In 1984, Ronald Cotton, a Black man working as a dishwasher in North Carolina, was wrongly convicted of rape and burglary largely based on eyewitness testimony from the victim, Jennifer Thompson‑Cannino. Thompson had been attacked in her apartment and later participated in a police photo lineup. After viewing the array, she selected Cotton’s photograph and expressed confidence that he was her assailant. She repeated this identification in a live lineup and later testified at trial that she was certain Cotton was the man who raped her. Based on her identification, a jury convicted Cotton, and he was sentenced to life plus 50 years in prison. It was not until 1995 — after Cotton had spent more than a decade behind bars — that DNA testing definitively proved that the biological evidence did not match him but instead matched another man, Bobby Poole. Only after this scientific breakthrough was Cotton exonerated and released (Scientific American; Wikipedia).The Cotton case became emblematic of a broader problem: faulty eyewitness identification is one of the leading contributors to wrongful convictions. According to research compiled by innocence advocacy groups and psychologists, eyewitness misidentification has played a role in a large majority of criminal cases later overturned by DNA evidence. Scientists now understand that a witness’s confidence — even when expressed firmly in court — does not reliably indicate accuracy (Ars Technica).
Contrary to the common perception that memory functions like a video recording, modern cognitive science demonstrates that human memory is reconstructive, malleable, and highly susceptible to distortion. Memories are formed through processes of encoding, storage, and retrieval, and at each stage they can be influenced by stress, suggestion, time, and post‑event information. One of the most influential bodies of research in this field comes from psychologist Elizabeth Loftus, whose experiments on the misinformation effect showed that introducing misleading information after an event (e.g., suggestive questions or incorrect details) can become integrated into people’s memories, causing them to recall events that never happened or to remember them inaccurately. For example, Loftus’s classic studies on car accidents showed that simply changing a question’s wording (e.g., using “smashed” instead of “hit”) altered participants’ recollections of how fast the vehicles were moving and whether broken glass was present — even when it was not. These findings highlight how susceptible human memory is to distortion.
Other research shows that confirmation and reinforcement can further cement false memories. In Ronald Cotton’s case, once Thompson made an initial tentative choice from a lineup, police feedback (“We thought that might be the one”) likely reinforced her belief that she had identified her attacker correctly, increasing her confidence even as her memory remained flawed. This phenomenon — where confirmatory feedback inflates confidence — has been demonstrated in multiple psychology studies. Scientists also document specific influences on memory accuracy: the cross‑race effect, where people are generally less accurate identifying faces of a different race than their own; the weapon‑focus effect, where attention fixates on a weapon at the expense of the perpetrator’s features; and the basic fact that stress and trauma can disrupt how details are encoded in the first place.

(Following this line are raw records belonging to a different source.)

PR #146, opened 2026-04-25
Dev

reid23:
(i should really come up with a regular schedule for when these merges happen)

but this is mainly to get the alembic snapshot of production before any further architectural changes are made


CoolCatMona:
Is there anything you want me to look at specifically? This is just the changes from `dev`, right?

In the existing database there are some orphan  foreign keys from some cancelled team registrations that may appear as warnings

This shouldnt cause anything strange to happen unless we were to write `UPDATES` for these deleted teams, for whatever reason... (Sorry Hailey4Prez2028 and JesperMalleneaux)

pyproject.toml
```diff
@@ -19,12 +19,70 @@ dependencies = [
...
+    "unit: Unit tests",
+    "integration: Integration tests",
+    "slow: Slow running tests",
+]
+
+[tool.mypy]
+python_version = "3.12"
+strict = true
+
+[tool.ruff]
```
CoolCatMona, line 65: fun fact: this is what dogs say

reid23:
yeah no real thoughts this is just to get the snapshot in before any other changes are made

PR #156, opened 2026-05-06
[Feature] Enable Organizer Quick Register for streamlining registration process for day events

CoolCatMona:
Adds a tournament-organizer-driven registration flow that lets TOs add existing players and existing teams to a tournament with auto-confirmed   
  registrations. 
                                                                                                                                               
  This subsumes and replaces the public-facing "Day Event Sign-In" feature that was previously on this branch (anonymous account creation,     
  walk-up self-signin).
## User-facing behavior                                                                                                                         
    - Teams - search for a team, select, optionally edit the per-tournament pseudonym (defaults to the team's account name), submit.           
  - Both tabs share a "Checked in this session" log so a TO can see what they just did across many sequential check-ins.                       
  - Successful check-ins clear the form and refocus the search input for the next entry.                                                       
                                                     

<img width="1024" height="370" alt="image" src="https://github.com/user-attachments/assets/fcd12058-1c59-4a41-8eff-7f68837062e0" />

<img width="1075" height="588" alt="image" src="https://github.com/user-attachments/assets/30e73bef-a2c0-4380-8149-a1afd5bdeb99" />

<img width="1087" height="887" alt="image" src="https://github.com/user-attachments/assets/4e903d08-e4dc-401a-8339-53ac8441256d" />

                                                                                          
## Authorization model                                                                                                                          
                                                                                                                                               
  - Frontend Admin panel button is gated on organizer_checkin_enabled && is_current_user_to(...).                                              
  - GET /_api/<url>/checkin-info and the two POST endpoints both enforce TO authorization at the service layer (returning HTTP 403 to non-TO
  authenticated users; 401 from the existing _api/* unauthorized_handler for anonymous callers).                                               
  - Player and team registrations created via this flow are CONFIRMED, paid (paid=True, amount_paid=0), and skip the regular
  team_registration_open / player_registration_open window checks - this is the TO-override path.                                              
                                                            
### Data                                                                                                                     
                                                            
  - Existing CANCELLED/REJECTED PlayerRegistration rows for the same (tournament, player) are reused (flipped to CONFIRMED) instead of creating
   duplicates.
  - Existing CANCELLED TeamRegistration rows for the same (tournament, team) are reused (TeamRegistrationStatus only has CONFIRMED and         
  CANCELLED - no REJECTED).                                                                                                                    
  - The n_max_teams cap is honored for organizer-driven team registration; the error message includes the current count and limit (e.g.
  "Maximum teams reached (3/3)").                                                                                                              
  - Pseudonym validation runs the existing team_pseudonym_char_error validator (rejects , and ::).
                                                                                                                                               
## What changed                                              
                                                                                                                                               
### Backend                                                   

  - New column Tournament.organizer_checkin_enabled: Boolean NOT NULL DEFAULT False in app/models/tournament.py.                               
  - New exception OrganizerCheckinDisabledError in app/exceptions.py.
  - New service methods in app/services/registration_service.py:                                                                               
    - organizer_checkin(tournament_url, *, actor_user_id, actor_user_type, player_id, team_id, jersey_number, jersey_name, 
  waiver_legal_name_signature) -> Result[PlayerRegistration, ArctosError]                                                                      
    - organizer_register_team(tournament_url, *, actor_user_id, actor_user_type, team_id, pseudonym) -> Result[TeamRegistration, ArctosError]
  - New routes in app/routes/registration.py:                                                                                                  
    - POST /_api/<url>/checkin                                                                                                                 
    - GET  /_api/<url>/checkin-info                                                                                                            
    - POST /_api/<url>/checkin-team                                                                                                            
  - Modified app/routes/tournaments.py:                                                                                                        
    - POST /_api/create-tournament reads organizer_checkin_enabled from the form and passes it to the new Tournament.
    - POST /_api/<url>/update-settings reads the same field and persists it.                                                                   
  - Modified app/routes/_api.py: tournament-detail JSON response exposes organizer_checkin_enabled (replacing the previous is_day_event key    
  from the in-progress branch work).                                                                                                           
                                                                                                                                               
 ### Frontend (Dioxus + Rust)                                                                                                                     
                                                            
  - New page frontend/src/pages/organizer_checkin.rs rendering the OrganizerCheckin component at the route /:url/checkin. Players and Teams    
  tabs share a session log (modeled as a SessionLogEntry::{Player, Team} enum).
  - New types in frontend/src/types.rs: CheckinInfoResponse, CheckinResponse, CheckinTeamResponse, CheckinTeam. Renamed Tournament.is_day_event
   -> organizer_checkin_enabled.                                                                                                               
  - New API client functions in frontend/src/api.rs: checkin_info, checkin, checkin_team. Reuses the existing players_list and teams_list for
  search.                                                                                                                                      
  - New checkboxes on the Create Tournament, Add Event to League, and Tournament Settings forms (new_tournament.rs, league_new_tournament.rs,
  tournament_settings.rs). API client create_tournament(...) gains a new organizer_checkin_enabled: bool parameter.                            
  - Tournament-home Admin panel button labeled "Event Check-in", gated on the flag + TO check.
  - Layout route-title helper updated.                                                                                                         
                                                                                                                                               
## Tests                                                                                                                                        
                                                                                                                                               
  - New tests/test_organizer_checkin.py covering service and route layers for both player and team flows (~25 tests). Cases include flag-off,  
  non-TO auth rejection, happy paths, unknown player/team, duplicate-confirmed rejection, CANCELLED-row reuse, n_max cap with count-in-message,
   waiver required, JSON content-type, missing required fields.                                                                                
                                                            
## Documentation

  - README bullets added for the new endpoints (app/routes/README.md) and service methods (app/services/README.md). Model docstring updated    
  (app/models/tournament.py).
                                                                                                                                               
## High-level system impacts                                 

  - No backwards-compatibility concern. The day-of sign-in endpoints (POST /day-signin, GET /day-signin-info) and the Tournament.is_day_event  
  JSON key existed only on this feature branch - they were never merged to dev or main. Nothing in production references them.
  - Authorization is service-layer enforced. Both POST routes call into RegistrationService which performs the TO check. Direct calls to the   
  service (e.g. from scripts) cannot bypass authorization.                                                                                     
  - No CORS / origin changes, no new third-party dependencies, no changes to authentication.
  - Performance is comparable to existing registration endpoints; both new POST routes are O(1) plus a single DB commit.                       
                                                                                                                                               
## Migrations                                                                                                                                   

None


reid23 (commented):
merge conflicts now, plus a few thoughts:

imo the wording should be changed so it's more clear that this lets TOs register players. if they're registered already, they don't need to check in. to me, a "checkin" process entails confirming to the organizers that you're actually there, that you've paid, picking up spirit of jugger bands, etc. - things that are necessarily day-of. 

currently the checkin process usually involves checking the "manage registration" page and ensuring that people are paid. could we unify that, this functionality, and side comp signups? (or do we even need side comp signups? can that be something automatically assigned for everyone registered for the tournament?)

CoolCatMona:
I can fold in the check-in process to the manage registration, makes sense not to have that be duplicated.

The motivation for this would be for something like a league day, it's inconvenient for some folks to sign up to a league day in advanced, and this could help with folks who show up day-of the event. 

Additionally, this would bypass registration fees, which are not needed for these kinds of events from what I understand

I think that side competitions should still be separate, as a player I don't always compete in every side competition, so populating that list with every player registered seems a bit extraneous imho

CoolCatMona:
Updated

TO's can now "Quick Register" players, which has the same functionality as the day event check-in

This appears in the "Manage Registration" tab

image

PR #157, opened 2026-05-07
[Feature] Create Side Competitions

CoolCatMona:
(review after #156 )
adds side competition creation to ARCTOS.

This appears as a tab next to the "Tournament Information" per event
A Tournament Organizer is able to create/edit/delete side competitions
Side competitions default as `Closed` and do not allow for registration, a TO needs to open the registration.
A Tournament Organizer is able to check-in players to a side competition (**Enabling "refs" to do this is future work**)
A player who is registered for an event may check themselves into a side competition
Players registered for a side competition are assigned a unique number for that side competition

## Backend Changes

- **Models**
  - New `SideCompRegistration` table with `entry_number` (unique per comp, 1-indexed).
  - New `SideCompType` enum in `app/domain/enums.py` (DUELING, CHAIN_BREAKING, OTHER).
  - `SideComp` extended with `created_at`, `description` (Text, nullable), `registration_open` (Boolean, default False).
  - `SideComp.type` migrated from free-form string to `db.Enum(SideCompType)`.
- **Migrations**
  - `0006_sidecomp_registrations.py` - new table + `created_at` column.
  - `0007_sidecomp_open_close_description.py` - `description` and `registration_open` columns.
  - `0008_sidecomp_entry_number.py` - `entry_number` column with backfill via `ROW_NUMBER() OVER (PARTITION BY comp ORDER BY id)`.
- **Service layer (`app/services/sidecomp_service.py`)**
  - `create`, `update` (now accept `description` and `registration_open`).
  - `delete`, `list_for_event`, `get_with_registrants`.
  - `register_player` - rejects when `registration_open` is False (`RegistrationClosedError`).
  - `deregister_player`.
  - `organizer_check_in` - works regardless of `registration_open` (TO override).
  - `organizer_remove`.
  - `cancel_player_registrations_in_event` cascade helper.
  - `_next_entry_number(comp_id)` helper - assigns sequential numbers, never reuses.
- **Cascade wiring** - all event-scoped paths that flip `PlayerRegistration` to CANCELLED hard-delete matching `SideCompRegistration` rows:
  - `RegistrationService.deregister_player`
  - `RegistrationService.deregister_team` (per-player loop)
  - `app/routes/registration.py::deregister_any_player`
  - `app/routes/registration.py::deregister_any_team`
  - `app/routes/tournaments.py::delete_tournament`
- **Routes (`app/routes/sidecomps.py`)** - 10 endpoints under `/_api`:
  - Public: `GET /<url>/sidecomps`, `GET /sidecomps/<id>`.
  - TO CRUD: `POST /<url>/sidecomps`, `PATCH /sidecomps/<id>`, `DELETE /sidecomps/<id>`.
  - Player: `POST /sidecomps/<id>/register`, `POST /sidecomps/<id>/deregister`.
  - TO check-in: `POST /sidecomps/<id>/checkin`, `POST /sidecomps/<id>/uncheckin`.
  - Picker: `GET /sidecomps/<id>/eligible-players` (TO-only).
- **Detail response** includes viewer-context flags - `viewer_is_to`, `viewer_can_register` (logged-in Player + CONFIRMED event reg + comp open + not already in comp), `viewer_is_registered_in_comp` - so the frontend can gate buttons without leaking identity.

## Frontend

- **5 new pages**: `SideCompsList`, `SideCompNew`, `SideCompEdit`, `SideCompDetail`, `SideCompCheckin`.
- **`SideCompNew` / `SideCompEdit`** - name, type select, description textarea; Edit also has a registration-open switch and a Delete button.
- **`SideCompDetail`** - status badge (Open/Closed), description, viewer-conditional Edit / Check in players (TO only) / Register me / Deregister me buttons; registrants table with `#` (entry number), Player, Registered, Source columns.
- **Tournament home** - "Tournament Information" card converted into a tabbed card with "Tournament Information" + "Side Competitions" tabs.
- **Side Competitions tab** - rows are click-to-view (drop the View button); TO sees a `+` icon to add and per-row pencil/trash icons (delete confirms via `window.confirm`).
- **Standalone `SideCompsList` page** matches the same click-to-view list-group pattern.
- Types and `reqwest` API wrappers cover all routes.
- `cargo check --target wasm32-unknown-unknown` clean.

## Migrations

`make db-current` -> should be 0005
`make db-backup`
`make db-migrate` -> applies migrations for 0006, 0007, 0008
`make db-current` -> Should be 0008

## Note

This feature **only** enables side competition creation, there is no feature for actually running the side competition as of yet. I'm not sure what that would look like, but I am envisioning something to just create a score field per entrant and then the ability to add one to the score should suffice.

image
image
image
image
image
image
image


tests/test_sidecomps.py
```diff
@@ -0,0 +1,1112 @@
+"""Tests for side competition models, services, and routes."""
```
CoolCatMona, line 1: A third of this PR is tests :3

app/services/sidecomp_service.py
```diff
@@ -0,0 +1,493 @@
...
+    @staticmethod
+    def _get_tournament(tournament_url: str) -> Result["Tournament", ArctosError]:
+        from app.exceptions import TournamentNotFoundError
+        from models import Tournament
+
+        tournament = Tournament.query.filter_by(url=tournament_url).first()
+        return option(tournament).ok_or(TournamentNotFoundError(tournament_url))
+
+    @staticmethod
+    def _next_entry_number(comp_id: int) -> int:
```
reid23, line 56: - i think that players should have the same entry number across all side comps they enter in. I don't think this would significantly change the code, and it would significantly reduce confusion and the odds of misreported results
- it might be nice to add the ability to skip certain numbers (in particular, the teens can sound confusing - 15 sounds like 50, for example)

reid23 (approved):
some small thoughts; the second bullet about number skipping is less important and we can add that later but imo at the thing about keeping entry numbers consistent for players across all side comps should be done before we merge into main. 

it doesn't require any schema changes so i think this is still good to merge into dev so testing can happen there and we can get other things merged. all the functionality present here is indeed functional so i say we get it live and adjust later.

PR #158, opened 2026-05-07
[Bugfix] Fix bugs that may cause errors, remove some dead code

### LINKED ISSUE #123: Add missing imports, remove unused imports
## Missing Imports

Missing imports may cause runtime errors within the running application

- `render_template` in `app/routes/matches.py`
- `urlencode` imported from `flask_login`, not `urllib.parse` in `app/filters.py`

## Unused Imports

Unused imports make the code more difficult to read
 
Unused `Flask` import in `generate_permission_key.py`

CoolCatMona:
Bug fixes (Review after #157)

### `calculate_stream_timestamp` always returns `None` (dead body)
- The function early-returns `None` on the empty-input guard, then the file defines the camera-access-key helpers (`generate_camera_key`, `validate_camera_key`, `get_camera_key_from_request`, `require_camera_key`). The actual timestamp-calculation body (the `try:` block parsing point and stream timestamps) is indented inside `require_camera_key` *after* its `return (True, None)` — making it unreachable. Callers therefore always receive `None`. Stream-relative seek times in the UI silently fail.

### `MatchGraph.get_dependencies` / `get_dependents` reference a non-existent attribute
-  Both methods do `self.nodes_by_name.get(...)`, but the graph stores nodes in `self.nodes_by_key`. Any caller hits `AttributeError`.

### `app/routes/matches.py` uses `render_template` without importing it
- Top-level `from flask import Blueprint, request, jsonify` does not include `render_template`. `make_response` is imported only inside one inner function.
-  Routes that hit any of those lines `NameError` at runtime. Either the routes are never exercised (then they are dead and should be deleted) or the test suite does not cover them.

### Duplicate Flask route registrations
- Each pair registers the same `(path, method)` on the same blueprint. Flask keeps the last-registered view function for any overlapping `(path, method)` tuple, so one of each pair is dead code that drifts.
-  ambiguous behaviour for `/server-time` and `/stones`.

### JSON error handler returns HTTP 200 for every API error
- For requests that accept JSON, the handler ignores `e.status_code` and always returns 200 ("Keep prior behavior"). The whole point of `ArctosError.status_code` is defeated; SPAs cannot distinguish 401/403/404/400/500 by status code, only by parsing the JSON body.

### `db.create_all()` swallows all errors at startup
- Three `except Exception: pass` blocks at app boot mean schema problems, lock-pragma failures, and YouTube-resume errors are invisible. `db.create_all()` cannot ALTER existing tables, so combined with no migration discipline the schema silently drifts from the models.

### `n_max_teams` / `n_max_players` cap enforcement has a TOCTOU race

- Three near-identical "count CONFIRMED rows → compare to cap -> insert" sequences. With no row lock or unique constraint, two simultaneous registrations can both pass the cap and exceed it.

### `_next_entry_number` race on concurrent side-comp registration

- `MAX(entry_number) + 1` with no row lock. Two simultaneous registrants compute the same value; the unique constraint `uq_sidecomp_registrations_comp_entry_number` then fails one with an `IntegrityError`.

## Migrations

`make db-backup`
`make db-migrate`


app/utils/camera_helpers.py
```diff
@@ -181,6 +181,50 @@ def calculate_stream_timestamp(point_stamp, stream_start_time):
     if not point_stamp or not stream_start_time:
         return None
 
+    try:
```
CoolCatMona, line 184: moved from `require_camera_key`, might have been misplaced

app/utils/MatchGraph.py
```diff
@@ -256,16 +256,6 @@ def add_dependency(
...
-    def get_dependencies(self, match_name: str) -> Set["Dependency"]:
-        """Get the set of Dependency wrappers that the given match depends on."""
-        node = self.nodes_by_name.get(match_name)
-        return node.dependencies.copy() if node else set()
-
-    def get_dependents(self, match_name: str) -> Set[MatchGraphNode]:
-        """Get the set of nodes that depend on the given match."""
-        node = self.nodes_by_name.get(match_name)
-        return node.dependents.copy() if node else set()
-
```
CoolCatMona, line 268: Unused code

app/routes/matches.py
```diff
@@ -2,7 +2,7 @@
 Match operation routes (start, run, finalize, view).
 """
 
-from flask import Blueprint, request, jsonify
+from flask import Blueprint, request, jsonify, render_template, make_response
```
CoolCatMona, line 13: add missing imports

app/routes/matches.py
```diff
@@ -802,21 +800,21 @@ def get_selection_notes(tournament_url):
...
     event_urls = match_event_urls_for_penalties(tournament)
 
     match = Match.query.get(match_id)
     if not match or match.event not in event_urls:
-        return json_error("Match not found")
+        return json_error("Match not found", status_code=404)
 
     if not can_head_ref_match(tournament_url, current_user.id, match=match):
-        return json_error("bruh ur not a head ref")
+        return json_error("bruh ur not a head ref", status_code=403)
```
CoolCatMona, line 825: its forbidden.

app/routes/_api.py
```diff
@@ -3913,81 +3913,6 @@ def _injury_json(inj):
...
-        if not custom_date:
-            injury.stamp = None
-        else:
-            try:
-                injury.stamp = datetime.strptime(custom_date, "%Y-%m-%d")
-            except ValueError:
-                return jsonify({"error": "Invalid date format. Use YYYY-MM-DD."}), 400
-
-    db.session.commit()
-    return jsonify(_injury_json(injury))
```
CoolCatMona, line 3991: There was already CRUD implemented for injuries, multi-method handlers like these were also unused

app/routes/matches.py
```diff
@@ -1372,73 +1370,6 @@ def complete_match(tournament_url):
...
-
-    # Filter files based on user permissions
-    # Only show "Classic" and "Snare" unless user is in the allowed list
-    user_can_see_all = current_user.is_authenticated and current_user.id in ALLOWED_USERS
-
-    if not user_can_see_all:
-        # Filter to only show "Classic" and "Snare" (case-insensitive)
-        mp3_files = [f for f in mp3_files if f["display_name"].lower() in ["classic", "snare"]]
-
-    return render_template("stones_player.html", mp3_files=mp3_files)
```
CoolCatMona, line 1435: Same route as `stones_list`

app/routes/matches.py
```diff
@@ -1372,73 +1370,6 @@ def complete_match(tournament_url):
...
-def server_time():
-    """Return current server time in unix timestamp format."""
-    import time
-
-    return jsonify(
-        {
-            "server_time": time.time(),
-            "timestamp": datetime.now(timezone.utc).isoformat(),
-        }
-    )
```
CoolCatMona, line 1448: Duplicate code / blueprint

Already exists in `_api.py`

app/utils/responses.py
```diff
@@ -30,15 +28,15 @@ def json_success(data: Optional[Dict[str, Any]] = None, status_code: int = 200)
...
 
-    Defaults to HTTP 200 to preserve historical API compatibility.  Pass an
-    explicit *status_code* when the client needs a real error code.
+    Defaults to HTTP 400 (Bad Request). Pass an explicit *status_code* when the
+    route should signal a different error code (e.g. 403, 404).
 
     Args:
         message: Human-readable error description.
-        status_code: HTTP status code to use (default 200).
+        status_code: HTTP status code to use (default 400).
```
CoolCatMona, line 39: 200 is the OK status code. Just changes to `Bad Request` by default

app/__init__.py
```diff
@@ -191,14 +194,13 @@ def set_sqlite_pragmas(dbapi_connection, _connection_record):
                         cur.close()
 
     except Exception:
-        pass
+        logger.exception("Failed to register SQLite pragma listener")
```
CoolCatMona, line 215: Still bare exceptions, but now give context instead of failing silently

In the future, we should be able to raise specific exceptions when we encounter these

app/services/registration_service.py
```diff
@@ -124,33 +132,44 @@ def register_team(tournament_url: str, team_id: str, pseudonym: str) -> Result["
...
-
-        team_registration = TeamRegistration(event=tournament_url, team=team_id, pseudonym=pseudonym)
 
-        # Auto-mark as paid if registration fee is zero
-        from app.utils.helpers import get_registrable_config
+        team_registration = TeamRegistration(
+            event=tournament_url,
+            team=team_id,
+            pseudonym=pseudonym,
+            status=TeamRegistrationStatus.PENDING,
```
CoolCatMona: Initially marked as PENDING, Once the team is added and the team does not exceed the cap, will be marked as CONFIRMED

app/services/sidecomp_service.py
```diff
@@ -67,6 +67,43 @@ def _next_entry_number(comp_id: int) -> int:
...
+            try:
+                db.session.commit()
+                return reg
+            except IntegrityError as exc:
+                db.session.rollback()
+                last_exc = exc
+                continue
+        assert last_exc is not None
+        raise last_exc
+
```
CoolCatMona, line 106: Prevents race conditions if two players are added at the same time

reid23 (approved):
omg omg omg yippee

(i don't see any issues and this was long overdue)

Loftus’s work on the misinformation effect is perhaps the most widely cited research challenging the reliability of eyewitness recall. In these experiments, participants exposed to false post‑event information often incorporated that misinformation into their memories as if it were real, illustrating how easily memory can be contaminated. This has critical implications for criminal justice: every step in an investigation — questioning, lineup procedures, repeated recounting of events — can unintentionally change a witness’s memory. Other research highlights how simple lineup procedures can influence outcomes. Studies show that when police fail to use double‑blind lineup administrators (where the officer presenting the lineup doesn’t know who the suspect is), witnesses may pick the person they subconsciously believe authorities want them to choose. Training and procedural reforms, such as telling witnesses that the culprit may not be present, can significantly reduce false identifications. The growing body of scientific evidence has forced the legal system to wrestle with the limitations of eyewitness testimony. While jurors often find eyewitness accounts highly convincing — sometimes more so than physical evidence — psychological research shows that confidence and clarity do not guarantee accuracy. Thus, courts and legislatures have increasingly considered reforms: allowing expert testimony on memory science, implementing improved lineup protocols, and educating jurors on the factors that can distort recall. Some researchers argue that eyewitness evidence can still be valuable when carefully collected and contextualized, especially when accompanied by corroborating evidence, and that memory science should inform but not entirely displace human testimony.